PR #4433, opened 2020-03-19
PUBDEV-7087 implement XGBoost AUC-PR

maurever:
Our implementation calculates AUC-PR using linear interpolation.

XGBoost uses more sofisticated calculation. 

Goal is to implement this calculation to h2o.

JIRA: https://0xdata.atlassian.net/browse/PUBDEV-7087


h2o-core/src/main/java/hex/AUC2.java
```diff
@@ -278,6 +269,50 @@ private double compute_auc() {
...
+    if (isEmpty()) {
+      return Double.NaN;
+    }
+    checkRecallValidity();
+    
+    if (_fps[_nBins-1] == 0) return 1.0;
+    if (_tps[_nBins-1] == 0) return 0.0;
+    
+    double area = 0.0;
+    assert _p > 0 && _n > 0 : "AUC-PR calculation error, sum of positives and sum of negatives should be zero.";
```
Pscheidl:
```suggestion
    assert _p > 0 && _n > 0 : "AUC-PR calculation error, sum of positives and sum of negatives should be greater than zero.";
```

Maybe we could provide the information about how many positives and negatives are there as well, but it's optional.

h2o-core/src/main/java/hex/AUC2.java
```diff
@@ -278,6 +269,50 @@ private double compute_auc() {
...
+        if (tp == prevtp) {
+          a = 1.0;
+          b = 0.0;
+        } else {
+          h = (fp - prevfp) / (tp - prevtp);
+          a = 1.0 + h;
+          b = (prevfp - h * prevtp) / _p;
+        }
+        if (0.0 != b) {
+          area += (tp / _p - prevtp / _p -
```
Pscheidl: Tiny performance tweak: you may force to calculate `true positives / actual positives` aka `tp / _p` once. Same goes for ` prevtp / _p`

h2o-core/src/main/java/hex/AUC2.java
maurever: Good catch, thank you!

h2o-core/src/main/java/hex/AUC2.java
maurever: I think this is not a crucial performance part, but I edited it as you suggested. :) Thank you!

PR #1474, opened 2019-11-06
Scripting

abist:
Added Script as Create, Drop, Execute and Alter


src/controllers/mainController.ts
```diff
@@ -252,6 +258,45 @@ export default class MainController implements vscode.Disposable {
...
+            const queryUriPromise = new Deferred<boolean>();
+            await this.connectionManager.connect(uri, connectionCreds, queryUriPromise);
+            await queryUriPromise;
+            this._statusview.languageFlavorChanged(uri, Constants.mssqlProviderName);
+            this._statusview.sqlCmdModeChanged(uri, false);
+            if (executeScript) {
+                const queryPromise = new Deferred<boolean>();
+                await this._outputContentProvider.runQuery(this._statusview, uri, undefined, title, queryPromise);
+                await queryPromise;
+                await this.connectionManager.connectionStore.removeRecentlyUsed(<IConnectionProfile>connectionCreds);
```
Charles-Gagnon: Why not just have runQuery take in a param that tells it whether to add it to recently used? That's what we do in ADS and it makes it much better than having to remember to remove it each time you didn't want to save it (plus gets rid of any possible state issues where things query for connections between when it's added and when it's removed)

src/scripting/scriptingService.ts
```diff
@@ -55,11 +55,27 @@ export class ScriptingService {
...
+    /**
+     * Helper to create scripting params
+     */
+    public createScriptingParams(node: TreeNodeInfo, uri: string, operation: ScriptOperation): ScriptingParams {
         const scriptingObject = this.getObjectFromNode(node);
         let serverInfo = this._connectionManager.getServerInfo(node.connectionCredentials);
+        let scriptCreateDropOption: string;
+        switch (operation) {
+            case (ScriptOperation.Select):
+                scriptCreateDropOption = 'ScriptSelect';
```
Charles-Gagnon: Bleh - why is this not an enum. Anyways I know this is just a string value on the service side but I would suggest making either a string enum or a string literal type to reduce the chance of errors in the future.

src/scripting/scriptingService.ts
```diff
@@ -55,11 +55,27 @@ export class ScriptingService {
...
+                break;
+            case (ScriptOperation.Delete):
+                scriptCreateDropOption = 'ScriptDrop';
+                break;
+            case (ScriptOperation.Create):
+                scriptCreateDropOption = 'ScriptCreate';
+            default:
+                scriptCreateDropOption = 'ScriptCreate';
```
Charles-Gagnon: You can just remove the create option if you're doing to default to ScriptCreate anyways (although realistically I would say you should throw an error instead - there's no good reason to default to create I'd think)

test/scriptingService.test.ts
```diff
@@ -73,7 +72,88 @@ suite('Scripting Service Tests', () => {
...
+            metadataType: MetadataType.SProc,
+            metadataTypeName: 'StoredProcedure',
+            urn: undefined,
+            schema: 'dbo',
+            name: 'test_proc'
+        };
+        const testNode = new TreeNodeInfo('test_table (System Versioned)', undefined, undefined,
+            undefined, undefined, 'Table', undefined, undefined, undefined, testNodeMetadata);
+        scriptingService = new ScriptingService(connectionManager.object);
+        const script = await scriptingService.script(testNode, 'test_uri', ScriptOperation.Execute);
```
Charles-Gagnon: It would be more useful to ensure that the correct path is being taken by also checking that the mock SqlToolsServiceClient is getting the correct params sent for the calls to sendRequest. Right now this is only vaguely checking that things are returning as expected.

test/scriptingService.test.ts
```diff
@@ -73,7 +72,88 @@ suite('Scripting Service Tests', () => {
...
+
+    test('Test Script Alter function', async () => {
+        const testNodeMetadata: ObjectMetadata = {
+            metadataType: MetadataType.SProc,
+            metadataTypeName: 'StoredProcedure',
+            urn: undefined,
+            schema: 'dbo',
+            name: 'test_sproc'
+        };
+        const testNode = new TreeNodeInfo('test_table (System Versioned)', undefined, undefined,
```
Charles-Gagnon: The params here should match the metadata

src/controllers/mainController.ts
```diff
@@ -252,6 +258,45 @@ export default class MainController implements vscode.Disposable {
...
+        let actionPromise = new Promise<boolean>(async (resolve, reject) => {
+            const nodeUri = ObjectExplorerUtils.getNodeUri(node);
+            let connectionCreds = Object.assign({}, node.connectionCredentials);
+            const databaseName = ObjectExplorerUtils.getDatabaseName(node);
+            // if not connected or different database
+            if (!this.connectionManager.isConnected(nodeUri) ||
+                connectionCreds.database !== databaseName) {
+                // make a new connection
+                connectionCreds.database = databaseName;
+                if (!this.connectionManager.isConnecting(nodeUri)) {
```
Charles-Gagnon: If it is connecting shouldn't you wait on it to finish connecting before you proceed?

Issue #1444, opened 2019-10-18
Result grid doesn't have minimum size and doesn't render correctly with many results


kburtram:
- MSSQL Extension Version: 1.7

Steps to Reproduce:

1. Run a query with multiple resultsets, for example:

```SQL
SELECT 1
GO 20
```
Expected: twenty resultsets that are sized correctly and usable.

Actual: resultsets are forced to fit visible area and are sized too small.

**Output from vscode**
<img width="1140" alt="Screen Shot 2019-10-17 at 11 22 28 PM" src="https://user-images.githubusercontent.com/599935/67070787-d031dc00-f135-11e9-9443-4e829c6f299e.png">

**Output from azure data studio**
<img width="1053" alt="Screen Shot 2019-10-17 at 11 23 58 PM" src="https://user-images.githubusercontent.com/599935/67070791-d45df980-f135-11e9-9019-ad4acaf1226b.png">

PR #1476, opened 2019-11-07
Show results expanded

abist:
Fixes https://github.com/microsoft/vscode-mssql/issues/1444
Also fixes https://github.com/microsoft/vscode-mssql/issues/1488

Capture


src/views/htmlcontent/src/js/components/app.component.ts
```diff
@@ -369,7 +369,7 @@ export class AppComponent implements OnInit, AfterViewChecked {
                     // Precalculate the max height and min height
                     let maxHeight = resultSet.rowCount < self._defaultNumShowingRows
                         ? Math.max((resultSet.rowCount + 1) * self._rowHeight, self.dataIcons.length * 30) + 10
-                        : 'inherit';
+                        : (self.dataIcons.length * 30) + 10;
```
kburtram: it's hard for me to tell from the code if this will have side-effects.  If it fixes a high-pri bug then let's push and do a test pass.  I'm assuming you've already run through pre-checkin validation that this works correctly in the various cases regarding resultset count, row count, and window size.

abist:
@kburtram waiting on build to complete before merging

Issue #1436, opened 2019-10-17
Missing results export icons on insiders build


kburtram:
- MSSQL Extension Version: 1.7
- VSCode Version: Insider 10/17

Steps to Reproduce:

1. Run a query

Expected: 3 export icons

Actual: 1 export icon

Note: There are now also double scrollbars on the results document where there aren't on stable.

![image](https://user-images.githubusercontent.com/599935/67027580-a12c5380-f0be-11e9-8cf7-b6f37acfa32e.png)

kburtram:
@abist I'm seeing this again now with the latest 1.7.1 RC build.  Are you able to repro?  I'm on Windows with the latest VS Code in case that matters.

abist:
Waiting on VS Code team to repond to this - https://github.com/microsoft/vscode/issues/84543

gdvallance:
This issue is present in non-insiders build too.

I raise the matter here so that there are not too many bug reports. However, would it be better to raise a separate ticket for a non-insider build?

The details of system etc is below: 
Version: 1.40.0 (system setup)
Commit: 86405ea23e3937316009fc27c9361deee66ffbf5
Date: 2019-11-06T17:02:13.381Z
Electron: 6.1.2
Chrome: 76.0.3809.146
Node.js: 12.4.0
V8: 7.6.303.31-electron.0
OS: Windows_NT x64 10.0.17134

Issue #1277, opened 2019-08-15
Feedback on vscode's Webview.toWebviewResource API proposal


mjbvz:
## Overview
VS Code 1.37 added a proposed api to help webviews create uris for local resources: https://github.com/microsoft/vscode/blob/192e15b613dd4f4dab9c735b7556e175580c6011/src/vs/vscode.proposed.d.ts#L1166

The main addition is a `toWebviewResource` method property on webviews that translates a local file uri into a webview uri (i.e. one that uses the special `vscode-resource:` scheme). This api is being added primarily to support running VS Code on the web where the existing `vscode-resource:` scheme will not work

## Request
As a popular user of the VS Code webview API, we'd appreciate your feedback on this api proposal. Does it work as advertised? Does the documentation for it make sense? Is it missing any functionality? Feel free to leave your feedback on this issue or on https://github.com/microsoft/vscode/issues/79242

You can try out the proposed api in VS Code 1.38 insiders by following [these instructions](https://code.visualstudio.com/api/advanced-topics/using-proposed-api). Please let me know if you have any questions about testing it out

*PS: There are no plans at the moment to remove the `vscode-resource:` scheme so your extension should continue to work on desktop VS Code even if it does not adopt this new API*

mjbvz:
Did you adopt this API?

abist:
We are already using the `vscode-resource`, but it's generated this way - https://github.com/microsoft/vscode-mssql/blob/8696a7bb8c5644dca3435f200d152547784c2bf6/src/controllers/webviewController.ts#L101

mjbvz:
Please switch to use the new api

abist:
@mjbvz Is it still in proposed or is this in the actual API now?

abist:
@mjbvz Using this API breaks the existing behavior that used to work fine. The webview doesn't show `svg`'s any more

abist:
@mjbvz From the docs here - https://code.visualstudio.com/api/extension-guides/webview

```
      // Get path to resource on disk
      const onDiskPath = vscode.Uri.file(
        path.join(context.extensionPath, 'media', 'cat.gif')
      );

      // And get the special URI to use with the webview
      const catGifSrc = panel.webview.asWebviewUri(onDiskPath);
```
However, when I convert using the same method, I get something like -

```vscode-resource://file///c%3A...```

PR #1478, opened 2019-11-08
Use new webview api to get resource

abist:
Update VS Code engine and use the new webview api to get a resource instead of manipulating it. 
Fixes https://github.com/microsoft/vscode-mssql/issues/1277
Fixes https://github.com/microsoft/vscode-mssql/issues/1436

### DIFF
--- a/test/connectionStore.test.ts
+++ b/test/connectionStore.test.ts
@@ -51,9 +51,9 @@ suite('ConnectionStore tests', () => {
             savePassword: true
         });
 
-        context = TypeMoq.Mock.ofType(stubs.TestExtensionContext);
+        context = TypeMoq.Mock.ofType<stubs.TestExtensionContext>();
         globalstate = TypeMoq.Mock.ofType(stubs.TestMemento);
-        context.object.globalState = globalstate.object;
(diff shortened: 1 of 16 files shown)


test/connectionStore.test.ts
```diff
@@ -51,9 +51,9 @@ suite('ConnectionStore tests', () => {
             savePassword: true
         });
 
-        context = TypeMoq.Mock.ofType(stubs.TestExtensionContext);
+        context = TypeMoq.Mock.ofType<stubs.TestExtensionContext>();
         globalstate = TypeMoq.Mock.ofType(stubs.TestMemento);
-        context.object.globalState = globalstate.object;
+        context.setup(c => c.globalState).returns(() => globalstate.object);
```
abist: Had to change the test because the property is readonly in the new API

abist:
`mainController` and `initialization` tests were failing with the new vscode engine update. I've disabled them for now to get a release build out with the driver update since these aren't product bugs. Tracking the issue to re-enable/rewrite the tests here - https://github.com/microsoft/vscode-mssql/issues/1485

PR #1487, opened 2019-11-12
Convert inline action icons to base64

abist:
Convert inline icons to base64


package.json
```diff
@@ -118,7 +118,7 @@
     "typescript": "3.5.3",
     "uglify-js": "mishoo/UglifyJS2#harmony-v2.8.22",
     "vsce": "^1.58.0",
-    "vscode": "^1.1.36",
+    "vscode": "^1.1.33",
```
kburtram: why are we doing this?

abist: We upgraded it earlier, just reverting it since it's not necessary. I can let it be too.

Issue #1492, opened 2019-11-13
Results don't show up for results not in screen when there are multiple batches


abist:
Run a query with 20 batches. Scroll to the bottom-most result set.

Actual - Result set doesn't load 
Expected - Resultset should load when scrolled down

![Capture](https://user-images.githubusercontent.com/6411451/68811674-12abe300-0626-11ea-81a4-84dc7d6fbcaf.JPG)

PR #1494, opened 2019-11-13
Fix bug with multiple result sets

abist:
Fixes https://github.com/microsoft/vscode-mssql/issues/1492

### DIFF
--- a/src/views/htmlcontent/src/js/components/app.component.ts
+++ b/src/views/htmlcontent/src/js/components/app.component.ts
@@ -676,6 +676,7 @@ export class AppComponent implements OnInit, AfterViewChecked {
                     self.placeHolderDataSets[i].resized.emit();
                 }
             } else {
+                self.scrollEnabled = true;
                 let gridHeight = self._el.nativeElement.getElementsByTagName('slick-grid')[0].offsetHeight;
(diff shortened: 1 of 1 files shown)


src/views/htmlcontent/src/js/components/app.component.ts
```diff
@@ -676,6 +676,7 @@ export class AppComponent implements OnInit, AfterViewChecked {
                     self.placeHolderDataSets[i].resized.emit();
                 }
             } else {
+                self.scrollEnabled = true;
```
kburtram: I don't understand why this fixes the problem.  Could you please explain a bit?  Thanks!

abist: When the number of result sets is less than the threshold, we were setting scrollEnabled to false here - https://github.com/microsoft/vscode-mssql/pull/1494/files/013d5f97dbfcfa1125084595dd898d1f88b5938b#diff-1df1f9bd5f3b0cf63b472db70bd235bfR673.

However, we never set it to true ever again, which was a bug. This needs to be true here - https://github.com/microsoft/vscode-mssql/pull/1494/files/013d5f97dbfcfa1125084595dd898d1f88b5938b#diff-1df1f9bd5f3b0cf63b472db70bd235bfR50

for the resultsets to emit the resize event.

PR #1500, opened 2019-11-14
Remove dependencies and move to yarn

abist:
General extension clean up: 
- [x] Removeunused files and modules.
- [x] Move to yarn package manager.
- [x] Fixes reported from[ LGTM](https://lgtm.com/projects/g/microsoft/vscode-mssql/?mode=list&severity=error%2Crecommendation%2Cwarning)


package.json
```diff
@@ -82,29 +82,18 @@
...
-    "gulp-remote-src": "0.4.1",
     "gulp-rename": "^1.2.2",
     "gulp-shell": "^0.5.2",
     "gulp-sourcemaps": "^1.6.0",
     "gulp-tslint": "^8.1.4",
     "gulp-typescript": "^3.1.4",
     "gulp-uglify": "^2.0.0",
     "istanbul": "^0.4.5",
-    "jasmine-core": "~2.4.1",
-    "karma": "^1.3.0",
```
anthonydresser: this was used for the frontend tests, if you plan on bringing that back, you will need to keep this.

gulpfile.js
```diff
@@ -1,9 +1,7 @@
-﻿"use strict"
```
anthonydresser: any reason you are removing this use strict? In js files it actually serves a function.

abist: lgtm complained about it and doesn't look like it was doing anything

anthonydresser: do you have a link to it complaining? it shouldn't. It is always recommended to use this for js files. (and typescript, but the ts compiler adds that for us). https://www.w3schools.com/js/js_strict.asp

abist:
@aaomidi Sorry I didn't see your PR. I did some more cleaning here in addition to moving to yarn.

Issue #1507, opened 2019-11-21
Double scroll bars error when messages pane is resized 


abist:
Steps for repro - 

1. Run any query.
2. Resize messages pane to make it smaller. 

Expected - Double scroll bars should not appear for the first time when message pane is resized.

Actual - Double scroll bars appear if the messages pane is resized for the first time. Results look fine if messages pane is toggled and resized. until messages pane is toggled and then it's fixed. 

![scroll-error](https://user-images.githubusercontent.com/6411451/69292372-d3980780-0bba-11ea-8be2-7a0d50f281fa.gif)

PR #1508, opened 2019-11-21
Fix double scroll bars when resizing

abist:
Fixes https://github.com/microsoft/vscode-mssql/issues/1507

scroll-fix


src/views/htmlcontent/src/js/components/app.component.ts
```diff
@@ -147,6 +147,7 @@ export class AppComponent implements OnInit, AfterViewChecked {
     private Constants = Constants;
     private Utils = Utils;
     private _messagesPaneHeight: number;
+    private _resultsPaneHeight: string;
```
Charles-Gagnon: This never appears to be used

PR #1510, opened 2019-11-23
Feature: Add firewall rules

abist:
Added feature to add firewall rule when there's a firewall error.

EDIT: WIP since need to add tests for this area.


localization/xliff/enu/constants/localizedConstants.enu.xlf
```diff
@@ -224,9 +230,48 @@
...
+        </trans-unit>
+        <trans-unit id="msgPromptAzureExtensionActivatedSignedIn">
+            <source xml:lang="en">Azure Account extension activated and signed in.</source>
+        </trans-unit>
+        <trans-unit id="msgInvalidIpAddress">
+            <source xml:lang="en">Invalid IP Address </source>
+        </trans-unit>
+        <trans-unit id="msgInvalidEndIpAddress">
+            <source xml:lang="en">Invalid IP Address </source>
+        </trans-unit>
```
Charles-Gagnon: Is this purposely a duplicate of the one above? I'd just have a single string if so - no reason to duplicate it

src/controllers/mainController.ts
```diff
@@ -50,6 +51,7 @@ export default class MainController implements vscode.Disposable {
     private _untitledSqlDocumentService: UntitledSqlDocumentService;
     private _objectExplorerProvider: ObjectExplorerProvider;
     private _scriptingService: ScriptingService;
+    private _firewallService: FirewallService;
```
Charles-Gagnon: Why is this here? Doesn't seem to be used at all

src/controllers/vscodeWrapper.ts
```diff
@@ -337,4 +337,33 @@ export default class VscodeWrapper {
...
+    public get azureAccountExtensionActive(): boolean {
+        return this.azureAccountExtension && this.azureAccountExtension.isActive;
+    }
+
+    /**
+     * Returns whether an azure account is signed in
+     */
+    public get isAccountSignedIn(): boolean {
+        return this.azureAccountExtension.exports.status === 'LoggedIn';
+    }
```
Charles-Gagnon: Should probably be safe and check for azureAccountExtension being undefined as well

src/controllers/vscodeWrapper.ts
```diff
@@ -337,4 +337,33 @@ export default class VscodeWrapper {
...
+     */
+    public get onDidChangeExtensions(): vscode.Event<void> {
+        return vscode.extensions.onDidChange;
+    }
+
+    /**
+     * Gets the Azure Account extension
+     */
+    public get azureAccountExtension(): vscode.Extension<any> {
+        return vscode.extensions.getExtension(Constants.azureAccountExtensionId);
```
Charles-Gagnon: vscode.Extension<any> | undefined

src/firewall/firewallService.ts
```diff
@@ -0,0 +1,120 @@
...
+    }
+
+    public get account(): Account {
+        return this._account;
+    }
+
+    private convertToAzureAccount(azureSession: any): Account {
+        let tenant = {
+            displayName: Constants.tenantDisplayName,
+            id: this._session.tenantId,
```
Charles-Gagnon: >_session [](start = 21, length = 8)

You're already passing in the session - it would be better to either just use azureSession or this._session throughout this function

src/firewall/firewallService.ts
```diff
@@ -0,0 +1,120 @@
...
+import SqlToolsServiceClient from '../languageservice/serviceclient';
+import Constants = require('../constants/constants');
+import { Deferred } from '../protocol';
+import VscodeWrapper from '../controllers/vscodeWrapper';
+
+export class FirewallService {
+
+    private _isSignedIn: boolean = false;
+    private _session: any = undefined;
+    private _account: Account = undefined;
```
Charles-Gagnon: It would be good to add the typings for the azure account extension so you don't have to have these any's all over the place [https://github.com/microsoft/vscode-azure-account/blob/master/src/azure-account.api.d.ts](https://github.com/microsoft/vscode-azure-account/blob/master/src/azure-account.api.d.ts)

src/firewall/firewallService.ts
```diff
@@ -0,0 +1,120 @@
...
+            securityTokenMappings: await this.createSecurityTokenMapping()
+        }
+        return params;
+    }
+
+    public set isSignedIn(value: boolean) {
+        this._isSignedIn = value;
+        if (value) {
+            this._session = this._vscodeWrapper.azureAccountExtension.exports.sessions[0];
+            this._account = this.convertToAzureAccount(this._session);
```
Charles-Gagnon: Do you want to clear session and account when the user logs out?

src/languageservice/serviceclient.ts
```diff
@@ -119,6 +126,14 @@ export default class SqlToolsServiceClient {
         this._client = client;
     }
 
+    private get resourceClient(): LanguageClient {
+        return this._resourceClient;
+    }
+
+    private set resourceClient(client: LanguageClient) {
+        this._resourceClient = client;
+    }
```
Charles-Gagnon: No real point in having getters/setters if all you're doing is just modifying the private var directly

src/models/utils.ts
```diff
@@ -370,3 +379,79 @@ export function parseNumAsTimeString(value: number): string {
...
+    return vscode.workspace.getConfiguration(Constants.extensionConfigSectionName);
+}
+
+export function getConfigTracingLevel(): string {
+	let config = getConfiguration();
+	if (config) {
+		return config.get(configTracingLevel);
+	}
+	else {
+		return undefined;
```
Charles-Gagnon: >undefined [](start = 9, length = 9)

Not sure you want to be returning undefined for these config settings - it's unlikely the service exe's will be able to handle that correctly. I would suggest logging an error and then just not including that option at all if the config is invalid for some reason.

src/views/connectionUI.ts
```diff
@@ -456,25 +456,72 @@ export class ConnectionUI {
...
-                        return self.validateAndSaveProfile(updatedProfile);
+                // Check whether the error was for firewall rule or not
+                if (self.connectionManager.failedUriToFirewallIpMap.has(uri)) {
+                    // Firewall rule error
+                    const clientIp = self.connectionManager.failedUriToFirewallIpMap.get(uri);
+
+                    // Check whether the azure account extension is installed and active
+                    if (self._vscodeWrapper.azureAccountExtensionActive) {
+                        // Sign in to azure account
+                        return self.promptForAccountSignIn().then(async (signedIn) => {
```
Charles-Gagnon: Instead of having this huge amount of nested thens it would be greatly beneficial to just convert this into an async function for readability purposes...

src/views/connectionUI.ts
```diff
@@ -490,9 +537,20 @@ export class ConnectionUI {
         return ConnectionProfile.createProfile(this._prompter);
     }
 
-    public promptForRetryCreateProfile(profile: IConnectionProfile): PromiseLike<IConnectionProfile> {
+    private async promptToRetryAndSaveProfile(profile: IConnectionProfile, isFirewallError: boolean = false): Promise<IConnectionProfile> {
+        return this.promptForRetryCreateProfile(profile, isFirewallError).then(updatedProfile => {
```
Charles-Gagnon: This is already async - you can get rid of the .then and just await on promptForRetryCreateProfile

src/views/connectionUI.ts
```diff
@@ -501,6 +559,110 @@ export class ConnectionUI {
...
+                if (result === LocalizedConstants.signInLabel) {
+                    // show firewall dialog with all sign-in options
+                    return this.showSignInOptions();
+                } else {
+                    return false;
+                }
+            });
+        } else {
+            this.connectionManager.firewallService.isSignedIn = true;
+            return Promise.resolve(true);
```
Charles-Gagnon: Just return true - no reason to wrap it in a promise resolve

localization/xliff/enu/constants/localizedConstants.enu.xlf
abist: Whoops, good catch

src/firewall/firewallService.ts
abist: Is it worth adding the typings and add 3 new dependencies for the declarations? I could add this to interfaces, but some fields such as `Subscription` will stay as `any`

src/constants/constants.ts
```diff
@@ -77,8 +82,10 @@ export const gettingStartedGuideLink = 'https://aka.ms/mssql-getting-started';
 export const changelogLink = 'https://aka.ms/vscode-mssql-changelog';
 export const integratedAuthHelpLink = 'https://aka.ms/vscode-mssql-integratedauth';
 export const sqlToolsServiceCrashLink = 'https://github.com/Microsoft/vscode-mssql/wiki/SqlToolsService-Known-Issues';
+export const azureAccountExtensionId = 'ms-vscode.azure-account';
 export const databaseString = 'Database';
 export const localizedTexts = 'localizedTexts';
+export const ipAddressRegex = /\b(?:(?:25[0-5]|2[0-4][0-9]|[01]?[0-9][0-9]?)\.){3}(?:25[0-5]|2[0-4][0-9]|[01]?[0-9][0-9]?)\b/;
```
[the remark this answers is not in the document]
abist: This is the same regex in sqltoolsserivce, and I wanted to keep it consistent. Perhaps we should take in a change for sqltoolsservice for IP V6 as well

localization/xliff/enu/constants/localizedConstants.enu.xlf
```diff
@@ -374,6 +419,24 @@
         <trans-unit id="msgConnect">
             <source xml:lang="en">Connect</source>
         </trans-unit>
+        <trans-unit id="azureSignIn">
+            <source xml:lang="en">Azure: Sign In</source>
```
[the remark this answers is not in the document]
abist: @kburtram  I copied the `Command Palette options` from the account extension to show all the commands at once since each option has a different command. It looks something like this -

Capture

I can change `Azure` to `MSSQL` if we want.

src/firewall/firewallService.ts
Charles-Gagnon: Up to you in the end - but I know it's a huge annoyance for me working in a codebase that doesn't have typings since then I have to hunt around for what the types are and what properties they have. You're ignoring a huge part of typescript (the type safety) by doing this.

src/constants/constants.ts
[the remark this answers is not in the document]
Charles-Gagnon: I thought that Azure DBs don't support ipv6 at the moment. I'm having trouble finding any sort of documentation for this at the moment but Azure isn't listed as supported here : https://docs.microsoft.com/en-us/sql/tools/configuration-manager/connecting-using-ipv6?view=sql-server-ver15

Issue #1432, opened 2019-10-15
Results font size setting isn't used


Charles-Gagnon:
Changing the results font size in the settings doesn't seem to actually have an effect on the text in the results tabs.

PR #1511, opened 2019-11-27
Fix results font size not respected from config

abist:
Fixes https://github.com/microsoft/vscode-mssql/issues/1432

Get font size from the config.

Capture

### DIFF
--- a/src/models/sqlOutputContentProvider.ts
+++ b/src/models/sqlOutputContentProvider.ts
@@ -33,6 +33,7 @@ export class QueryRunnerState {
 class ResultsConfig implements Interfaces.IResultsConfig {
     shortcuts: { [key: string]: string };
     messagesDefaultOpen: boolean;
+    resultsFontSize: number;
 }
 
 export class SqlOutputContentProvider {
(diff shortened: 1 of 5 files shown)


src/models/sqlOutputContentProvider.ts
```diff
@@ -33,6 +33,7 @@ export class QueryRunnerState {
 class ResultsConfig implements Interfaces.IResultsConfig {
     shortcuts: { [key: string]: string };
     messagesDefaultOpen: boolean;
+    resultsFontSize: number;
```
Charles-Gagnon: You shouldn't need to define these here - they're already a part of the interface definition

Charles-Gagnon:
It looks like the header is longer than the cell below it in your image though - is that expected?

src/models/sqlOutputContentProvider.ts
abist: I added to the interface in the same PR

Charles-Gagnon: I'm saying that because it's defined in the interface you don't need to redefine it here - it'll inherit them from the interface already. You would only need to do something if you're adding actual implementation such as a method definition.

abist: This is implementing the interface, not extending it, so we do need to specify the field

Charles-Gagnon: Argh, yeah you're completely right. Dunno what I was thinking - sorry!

• • • •

= PROBLEM =
Please give an exact copy of the lines above, beginning with the line containing "export class SqlOutputContentProvider" and running through the line containing "abist: I added", and of no other lines.

= EXERCISE ANSWER =
 export class SqlOutputContentProvider {
(diff shortened: 1 of 5 files shown)


src/models/sqlOutputContentProvider.ts
```diff
@@ -33,6 +33,7 @@ export class QueryRunnerState {
 class ResultsConfig implements Interfaces.IResultsConfig {
     shortcuts: { [key: string]: string };
     messagesDefaultOpen: boolean;
+    resultsFontSize: number;
```
Charles-Gagnon: You shouldn't need to define these here - they're already a part of the interface definition

Charles-Gagnon:
It looks like the header is longer than the cell below it in your image though - is that expected?

src/models/sqlOutputContentProvider.ts
abist: I added to the interface in the same PR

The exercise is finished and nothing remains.